The best thing they ate was the white chocolate and raspberry crème brûlée, "as smooth as silk" with a "properly crisp" topping, and coffees were just okay. He ends by saying that the bar is impressive both in appearance and in content, but they need more attention to detail when it comes to the food. (Review not currently online).

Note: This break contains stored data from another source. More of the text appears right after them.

PR #1611, opened 2026-05-13
Set project visibility in ProjectForm

CalamityC:


jochenklar (approved):
Thanks! My suggestion is to move the sites and groups actions/reducers to core, which I already did in: https://github.com/rdmorganiser/rdmo/pull/1624. Please merge all at you convenience.

PR #1613, opened 2026-05-13
2.4.5/dependency updates

MyPyDavid:
## Description

Dependency and maintenance updates for `2.4.5/release`.

This PR updates frontend, Python, CI, and pre-commit dependencies; pins GitHub Actions to full commit SHAs; and adds Dependabot constraints to keep ESLint on v8 and jQuery on v3.x for now.

It also includes compatibility fixes after the frontend dependency updates, especially around import diff rendering with `react-diff-viewer-continued`, plus styling improvements for field diffs.

The e2e test setup was refactored to share Playwright fixtures across test modules, improve live-server host handling, collect JavaScript errors more reliably, and make selected management/project e2e tests more robust.

Main areas changed:

- JavaScript dependency updates in `package.json` / `package-lock.json`
- Python dependency constraint updates in `pyproject.toml`
- GitHub Actions pinning and workflow dependency updates
- pre-commit hook updates
- Dependabot rules for ESLint and jQuery major versions
- import diff rendering/styling fixes
- shared e2e fixture refactor and test robustness improvements
- Ruff-compatible `pytest.raises` cleanup


.pre-commit-config.yaml
```diff
@@ -36,7 +36,7 @@ repos:
           - eslint-plugin-react@7.37.0
           - react@18.3.1
   - repo: https://github.com/crate-ci/typos
-    rev: v1.40.0
+    rev: v1
```
jochenklar: This will cause a warning, lets use the `--frozen` version as discussed.

rdmo/management/assets/scss/management.scss
```diff
@@ -236,57 +240,47 @@
...
-        // Target elements with classes containing "react-diff-", and "content"
-        [class*="marker"],
-        [class*="content"] {
-            padding: 8px 12px;
+        td[class*="marker"],
+        td[class*="content"] {
             vertical-align: top;
+        }
+
+        td[class*="marker"] {
```
jochenklar, line 261: I adjusted the styling here a bit.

In the Sunday Business Post, they released their yearly "101 Great Irish Restaurants" list with 33 in Dublin. New additions this year are The Saddle Room in The Shelbourne, Variety Jones, Hang Dai, Oliveto, Wilde at The Westbury, The Old Spot, Locks and Rosa Madre.

Dropped from last year's list are Heron & Grey (now reopen as Liath), The Pig's Ear, Ely IFSC (replaced with Ely on Ely Place), Forest & Marcy, Lobstar, Delahunt, Mr Fox, Old Street, and Asador. Get the full list here.

Finally Ernie Whalley reviews Shelbourne Social in this week's Sunday Times and finds himself pleasantly surprised, despite the tranch of underwhelmed critic reviews that came before. He compares it to having the last throw in a game of pétanque, when you can either roll your boule gently up to join the rest, or plunge it into the middle and send the rest flying, which is what he did. Read that here.